PR #628, opened 2026-04-30
ChronoKVS: connect to remote visors via a config file (#470)

### LINKED ISSUE #406: ChronoKVS Plugin v0.2.0
Update and improve the work done on ChronoKVS Plugin v0.1.0 #352 issue: 

Include the rest of the APIs: 
```
get_range
get_earliest
get_latest
```
Additionally, improve overrall plugin by the creation of: 
1. An extended story handle lifetime. 
2. Addition of error handling
3. Addition of basic test

### LINKED ISSUE #470: ChronoKVS: Support configuration files
## Problem
ChronoKVS is hardcoded to connect to localhost:5555 and ignores configuration files. The ChronoLog client library already supports configuration files via `ClientConfiguration::load_from_file()`, but ChronoKVS doesn't use this feature, limiting it to local deployments only.

## Solution
Add constructor overloads throughout the ChronoKVS stack to accept an optional config file path:

```cpp
// Default: uses localhost:5555
chronokvs::ChronoKVS kvs;

// With config file: connects to configured ChronoVisor
chronokvs::ChronoKVS kvs("/path/to/client_conf.json");
```

## Implementation
Add config_path parameter to constructors (with empty string as default for backwards compatibility):
- `ChronoKVS::ChronoKVS(const std::string& config_path = "")`
- `ChronoKVSMapper::ChronoKVSMapper(const std::string& config_path = "")`
- `ChronoKVSClientAdapter::ChronoKVSClientAdapter(const std::string& config_path = "")`

In `ChronoKVSClientAdapter`, load the config if provided:
```cpp
if (!config_path.empty()) {
    if (!confManager.load_from_file(config_path)) {
        throw std::runtime_error("Failed to load config file: " + config_path);
    }
}
```

## Files to Modify
- `Plugins/chronokvs/include/chronokvs.h`
- `Plugins/chronokvs/src/chronokvs.cpp`
- `Plugins/chronokvs/src/chronokvs_mapper.h`
- `Plugins/chronokvs/src/chronokvs_mapper.cpp`
- `Plugins/chronokvs/src/chronokvs_client_adapter.h`
- `Plugins/chronokvs/src/chronokvs_client_adapter.cpp`
- `Plugins/chronokvs/examples/chronokvs_writer_example.cpp` (add usage example)

## Acceptance Criteria
- [ ] Default constructor still works (backwards compatible)
- [ ] Constructor with config_path loads configuration from JSON file
- [ ] Invalid config file path throws meaningful exception
- [ ] Can connect to remote ChronoVisor when configured
- [ ] Example demonstrates both local and distributed usage
- [ ] Integration tests pass with both constructors

iameneko:
Closes #470.

Until now, ChronoKVS always connected to the ChronoLog client defaults (localhost:5555), so anything beyond a local deployment wasn't really possible. This PR adds an optional `config_path` argument to the `ChronoKVS`, `ChronoKVSMapper` and `ChronoKVSClientAdapter` constructors, so callers can point at a regular ChronoLog client JSON config and target a remote visor instead. If you don't pass a path, you get the old behavior.

```cpp
chronokvs::ChronoKVS local;                                // unchanged: localhost:5555
chronokvs::ChronoKVS remote("/path/to/client_conf.json");   // configured visor
```

The adapter loads the file with `ClientConfiguration::load_from_file()` before connecting, and throws if the file is missing or malformed. The writer and reader examples also accept `--config`/`-c` so the whole thing can be tried end-to-end.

--------

→ Instructions to follow: Quote verbatim the line containing "(add usage example)" and every line after it through the end of the records above.

→ The completed task:
- `Plugins/chronokvs/examples/chronokvs_writer_example.cpp` (add usage example)

## Acceptance Criteria
- [ ] Default constructor still works (backwards compatible)
- [ ] Constructor with config_path loads configuration from JSON file
- [ ] Invalid config file path throws meaningful exception
- [ ] Can connect to remote ChronoVisor when configured
- [ ] Example demonstrates both local and distributed usage
- [ ] Integration tests pass with both constructors

iameneko:
Closes #470.

Until now, ChronoKVS always connected to the ChronoLog client defaults (localhost:5555), so anything beyond a local deployment wasn't really possible. This PR adds an optional `config_path` argument to the `ChronoKVS`, `ChronoKVSMapper` and `ChronoKVSClientAdapter` constructors, so callers can point at a regular ChronoLog client JSON config and target a remote visor instead. If you don't pass a path, you get the old behavior.

```cpp
chronokvs::ChronoKVS local;                                // unchanged: localhost:5555
chronokvs::ChronoKVS remote("/path/to/client_conf.json");   // configured visor
```

The adapter loads the file with `ClientConfiguration::load_from_file()` before connecting, and throws if the file is missing or malformed. The writer and reader examples also accept `--config`/`-c` so the whole thing can be tried end-to-end.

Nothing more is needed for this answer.